Martin Shkreli Faces New Charges and Lifetime Ban from Pharma Industry

Published: 28 January 2020

Martin Shkreli 2016

Martin Shkreli being questioned in 2016 at a congressional hearing Credit: House Committee on Oversight and Government Reform [Public domain]

By Eli Moskowitz

A lawsuit released Monday seeks to permanently ban Martin Shkreli and associate Kevin Mulleady from the pharmaceutical industry for their role in 2015 in increasing the price of a life-saving drug by more than 4,000 percent.

The New York State Attorney General and the Federal Trade Commission filed the suit together, releasing a new set of allegations against Shkreli, who already is serving a seven-year sentence in federal prison for felony convictions related to defrauding investors in his drug firm. 

According to prosecutors, Shkreli, who was the CEO of Turing Pharmaceuticals, now Vyera Pharmaceuticals, acquired the rights to the drug Daraprim and executed a “multi-part scheme” to ensure that it could not be manufactured into less expensive generic alternatives. 

Daraprim is used to treat the potentially fatal parasitic infection toxoplasmosis that HIV/AIDS, cancer patients, and organ transplants recipients not uncommonly suffer. 
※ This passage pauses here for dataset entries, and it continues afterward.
PR #46, opened 2022-01-20
[rest api]: improve exception handling for `/connect` and add `content-type` header for `/download`

emizzle:
This PR achieves the following:
1. Improves the exception handling when dialling a peer fails or an unknown error occurs.
2. Add a `Content-Type` header to the `/download` endpoint of `application/octet-stream`, which is [defined by MDN](https://developer.mozilla.org/en-US/docs/Web/HTTP/Basics_of_HTTP/MIME_types#types) as meant to be used for "generic binary data (or binary data whose true type is unknown)". 

Co-authored-by: Michael Bradley <michaelsbradleyjr@gmail.com>

### DIFF
--- a/dagger/rest/api.nim
+++ b/dagger/rest/api.nim
@@ -86,9 +86,14 @@ proc initRestApi*(node: DaggerNodeRef): RestRouter =
             peerRecord.get().addresses.mapIt(
               it.address
             )
+      try:
+        await node.connect(peerId.get(), addresses)
+        return RestApiResponse.response("Successfully connected to peer")
+      except DialFailedError as e:
+        return RestApiResponse.error(Http400, "Unable to dial peer")
+      except CatchableError as e:
+        return RestApiResponse.error(Http400, "Unknown error dialling peer")
 
-      await node.connect(peerId.get(), addresses)
-      return RestApiResponse.response("")
 
   router.api(
     MethodGet,
@@ -113,6 +118,7 @@ proc initRestApi*(node: DaggerNodeRef): RestRouter =
             retr.isErr):
             return RestApiResponse.error(Http404, retr.error.msg)
 
+        resp.addHeader("Content-Type", "application/octet-stream")
         await resp.prepareChunked()
         while not stream.atEof:
           var


dryajov (approved):

dagger/rest/api.nim
```diff
@@ -86,9 +86,14 @@ proc initRestApi*(node: DaggerNodeRef): RestRouter =
             peerRecord.get().addresses.mapIt(
               it.address
             )
+      try:
+        await node.connect(peerId.get(), addresses)
+        return RestApiResponse.response("Successfully connected to peer")
+      except DialFailedError as e:
+        return RestApiResponse.error(Http400, "Unable to dial peer")
+      except CatchableError as e:
```
Menduist, line 94: You need to handle CancelledError like so:
```nim
except CancelledError as e:
  raise e
except CatchableError as e:
###
```

Menduist: Otherwise, the CancelledError will be swallowed, and cancellation will not be handled properly.
(not sure if this procedure can be cancelled though)

dryajov: Hmm, actually I wonder if that is the case since this are essentially callbacks and we don't need to teardown anything in presto itself and the best thing presto can do with the cancellation is return a `500` (or similar)?

dryajov: In fact this is how presto handles this callbacks:

```nim
        let restRes =
          try:
            await route.callback(request, pathParams, queryParams, optBody)
          except HttpCriticalError as exc:
            debug "Critical error occurred while processing a request",
                  meth = $request.meth, peer = $request.remoteAddress(),
                  uri = $request.uri, code = exc.code,
                  path_params = pathParams, query_params = queryParams,
                  content_body = optBody, error_msg = $exc.msg
            return await request.respond(exc.code)
          except CatchableError as exc:
            warn "Unexpected error occured while processing a request",
                  meth = $request.meth, peer = $request.remoteAddress(),
                  uri = $request.uri, path_params = pathParams,
                  query_params = queryParams, content_body = optBody,
                  error_msg = $exc.msg, error_name = $exc.name
            return await request.respond(Http503)
```

Menduist: Ok, good to know, no need to change anything then :)

PR #50, opened 2022-02-09
feat: introduce LRU cache

emizzle:
Replace `MemoryStore` with LRU caching mechanism.

`lrucache` library was forked to https://github.com/status-im/lrucache.nim.

### Note
1. This PR is based off of #49 (which uses the `feat/blockstore-manager` branch).
2. This PR is in draft as we need to allow for `cacheSize` to be specified as a CLI parameter.

Co-authored-by: Eric Mastro <eric.mastro@gmail.com>


Menduist:
Imo there are multiple LRU, at least an in memory one and a on disk one

Maybe we can reuse the same system for the two?

michaelsbradleyjr:
> Imo there are multiple LRU, at least one in memory and one on disk

In what context/s do you think an LRU cache on disk would be helpful? Does it have to do with "free mode" and/or when a node is looking to gain from egress fees for blocks that it's not committed (by contract) to store for a predetermined amount of time?

Maybe we discussed this as a team during one of the weekly meetings, but I don't recall.

michaelsbradleyjr:
I've pushed a commit implementing a `--cache-size` CLI option. If `0` is specified, the cache is disabled (no instance of `CacheStore` is created).

michaelsbradleyjr:
Re: caching on disk, I've started a discussion where we can dig into the idea a bit further: https://github.com/status-im/dagger-research/discussions/65.

emizzle:
Updated to allow for dynamic sized blocks.

emizzle:
Rebased on top of main.

dagger/dagger.nim
```diff
@@ -62,6 +62,13 @@ proc new*(T: type DaggerServer, config: DaggerConf): T =
     .withTcpTransport({ServerFlags.ReuseAddr})
     .build()
 
+  # Most Local > Most Remote: order is important!
+  var stores: seq[BlockStore]
```
dryajov, line 66: Is this still needed?

michaelsbradleyjr: Probably not, will take another look.

emizzle: Updated so that the init block instantiates the size of the cache based on cli option.

emizzle:
> LGTM, except for that initialization block I commented about.

Should be g2g now.

dagger/dagger.nim
```diff
@@ -62,10 +61,16 @@ proc new*(T: type DaggerServer, config: DaggerConf): T =
     .withTcpTransport({ServerFlags.ReuseAddr})
     .build()
 
+  let cache = block:
```
dryajov, line 64: You don't need the `block`, `if` can be used as an expression as well. So 

```nim
let cache = if config.cacheSize > 0:
      CacheStore.new(cacheSize = config.cacheSize * MiB)
    else:
      CacheStore.new()
```

Works just as well.

emizzle: I find the block easier to read personally, but will update it.

emizzle: Removed the `block:`.

emizzle:
Fixed the `block`, should be g2g now.

dryajov (approved):

PR #63, opened 2022-03-30
Sales

markspanbroek:
Adds a simple sales algorithm that watches for storage request, and offers storage if it has matching available storage.

Does not yet include persistent state, so it won't be able to recover from a node shutdown in the middle of a sale.

### DIFF
--- a/dagger/sales.nim
+++ b/dagger/sales.nim
@@ -16,7 +16,7 @@ type
     subscription: ?Subscription
     available*: seq[Availability]
     offerExpiryInterval*: UInt256
-    onSale*: OnSale
+    onSale: ?OnSale
   Availability* = object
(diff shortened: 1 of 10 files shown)


dagger/sales.nim
```diff
@@ -0,0 +1,74 @@
...
+  Availability* = object
+    id*: array[32, byte]
+    size*: uint64
+    duration*: uint64
+    minPrice*: UInt256
+
+func new*(_: type Sales, market: Market): Sales =
+  Sales(market: market)
+
+proc new*(_: type Availability,
```
Menduist, line 25: Nitpick, but per status style guide, we should use `init` when it's an object (and `new` for `ref object`s)

PR #75, opened 2022-04-06
Add DHT

Menduist:
- [X] Persistent key system for bootstrap nodes
- [X] Add config options for discovery
- [X] DaggerNode.findPeer (used by the REST API)
- [X] Block advertisement
- [X] Block discovery in block exchange
- [x] Cleanup (move everything to a mockable discovery.nim)
- [x] Tests

As can be seen by the amount of TODOs, this is a first pass
Relies on some custom branches of libp2p, libp2p-dht, lrucache.nim


Menduist:
@dryajov @michaelsbradleyjr 
I got most of this rolling, the only missing part is the providing advertisement

Could you confirm to me how you see this working:
- We advertise every block in every stores (that seems a bit weird at first, but why not)
- So everytime we call any `putBlock`, we'll advertise the new block(s)
- And we have a heartbeat which will advertise every block in every store periodically

dagger/blockexchange/engine.nim
```diff
@@ -112,62 +125,126 @@ proc stop*(b: BlockExcEngine) {.async.} =
 
   trace "NetworkStore stopped"
 
+proc discoverOnDht(b: BlockExcEngine, bd: BlockDiscovery) {.async.} =
+  bd.lastDhtQuery = Moment.fromNow(10.hours)
+  defer: bd.lastDhtQuery = Moment.now()
+
+  let
+    blockId = bd.toDiscover.toNodeId()
```
dryajov, line 133: Maybe something like to `toHandle` or `toHash` is more appropriate here, `toNodeId` is a bit confusing :)

dagger/conf.nim
```diff
@@ -47,17 +49,38 @@ type
...
+      netPrivKeyFile* {.
+        desc: "Source of network (secp256k1) private key file (random|<path>)"
+        defaultValue: "random"
+        name: "net-privkey" }: string
 
       bootstrapNodes* {.
         desc: "Specifies one or more bootstrap nodes to use when connecting to the network."
         abbr: "b"
-        name: "bootstrap-nodes" }: seq[MultiAddress]
+        name: "bootstrap-nodes" }: seq[string]
```
dryajov, line 83: Why string here? The serialization knows how to convert between strings and multiaddrs.

Menduist: It's a signed peer record, not a MA
We could use a MA, it wouldn't be less safe, I think

dryajov: Is it serialized? In that case we should add serialize/deserialize for those and use the proper signed record types instead.

dagger/blockexchange/engine.nim
```diff
@@ -112,62 +143,153 @@ proc stop*(b: BlockExcEngine) {.async.} =
 
   trace "NetworkStore stopped"
 
+proc toDiscoveryId*(cid: Cid): NodeId =
+  ## To discovery id
+  readUintBE[256](keccak256.digest(cid.data.buffer).data)
```
dryajov, line 148: It would be much better, if we can avoid the double hashing here. The `Cid` already contains a hash - we're using `sha-256`...

dagger/blockexchange/engine.nim
```diff
@@ -55,6 +70,12 @@ type
     peersPerRequest: int                          # max number of peers to request from
     wallet*: WalletRef                            # nitro wallet for micropayments
     pricing*: ?Pricing                            # optional bandwidth pricing
+    advertisedBlocks: seq[Cid]
```
dryajov, line 73: A set is probably more appropriate?

dagger/conf.nim
```diff
@@ -66,17 +68,38 @@ type
...
-        defaultValue: @[MultiAddress.init("/ip4/0.0.0.0/tcp/0").tryGet()]
-        defaultValueDesc: "/ip4/0.0.0.0/tcp/0"
-        abbr: "a"
-        name: "listen-addrs" }: seq[MultiAddress]
+      listenPorts* {.
+        desc: "Specifies one or more listening ports for the node to listen on."
+        defaultValue: @[Port(0)]
+        defaultValueDesc: "0"
+        abbr: "l"
+        name: "listen-ports" }: seq[Port]
```
dryajov, line 76: Why do we need more than one port to listen on?

Menduist: Because we can :) Before this PR, multiples MAs were accepted, now I accept multiple port, not sure if it's interesting to anyone, but it's cheap to do so..

dagger/blockexchange/engine.nim
Menduist: Yeah, would be ideal, but I think we need to modify libp2p to expose the hash without multihash headers
I can do it in a follow up PR, not urgent, I think

dryajov: It's already exposed, albeit a bit chunkily, this is how you access it - `mh.data.buffer[mh.dpos..(mh.dpos + mh.size - 1)]`.

dryajov: > Yeah, would be ideal, but I think we need to modify libp2p to expose the hash without multihash headers I can do it in a follow up PR, not urgent, I think

I would agree that we probably ok with the way things are for now, on a second thought, this might be the desired way of doing it either way...

dagger/blockexchange/engine.nim
dryajov: Probably an ordered hashset is both faster and safer here in that case.

PR #421, opened 2023-06-01
Docker dht debug

benbierens:


codex/rest/api.nim
```diff
@@ -45,6 +48,47 @@ proc validate(
...
+    "address": formatAddress(node.address),
+    "seen": $node.seen
+  }
+  return jobj
+
+proc formatTable(routingTable: rt.RoutingTable): JsonNode =
+  let jarray = newJArray()
+  for bucket in routingTable.buckets:
+    for node in bucket.nodes:
+      jarray.add(formatNode(node))
```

The drug had been affordably priced for over 60 years until Shkreli’s pharmaceutical company acquired it and raised the price almost immediately,  according to the unsealed lawsuit. 

When asked at the 2015 Forbes Healthcare Summit in New York if he had any regrets about how the scandal had unfolded at the time, Shkreli responded, “I probably would have raised the price higher… I could have raised it higher and made more profits, which is my primary duty.”   

According to the lawsuit, Shkreli even in prison and as recently as last August, talked with executives at his company about pursuing ways to stave off competition. He instructed associates to screen every doctor to ensure that none of them sold more than one bottle at a time.  

This, he said, would prevent another company trying to develop a generic form of the drug from gaining access to it. Shkreli told executives that without a generic competitor, Daraprim represented a “$600 million asset… in perpetuity.”  

Shkreli’s high-profile lawyer is Benjamin Brafman, who has defended the likes of Michael Jackson, Dominique Strauss Kahn, former head of the International Monetary Fund, and movie mogul Harvey Weinstein.

“Mr. Shkreli looks forward to defeating this baseless and unprecedented attempt by the FTC to sue an individual for monopolizing a market,” Brafman said in a public statement.

“Patients who need Daraprim to survive have been denied the opportunity to purchase a lower-cost generic version, forcing them and other purchasers to pay tens of millions of dollars a year more for this life-saving medication.” The complaint says.  

On Vyera’s website, it is stated that the company funds a patient assistance program that applies to uninsured patients with incomes at or below 500 percent of the federal poverty level, but also notes that this program is subject to terms and conditions, and that the offer is subject to change or discontinuance without notice.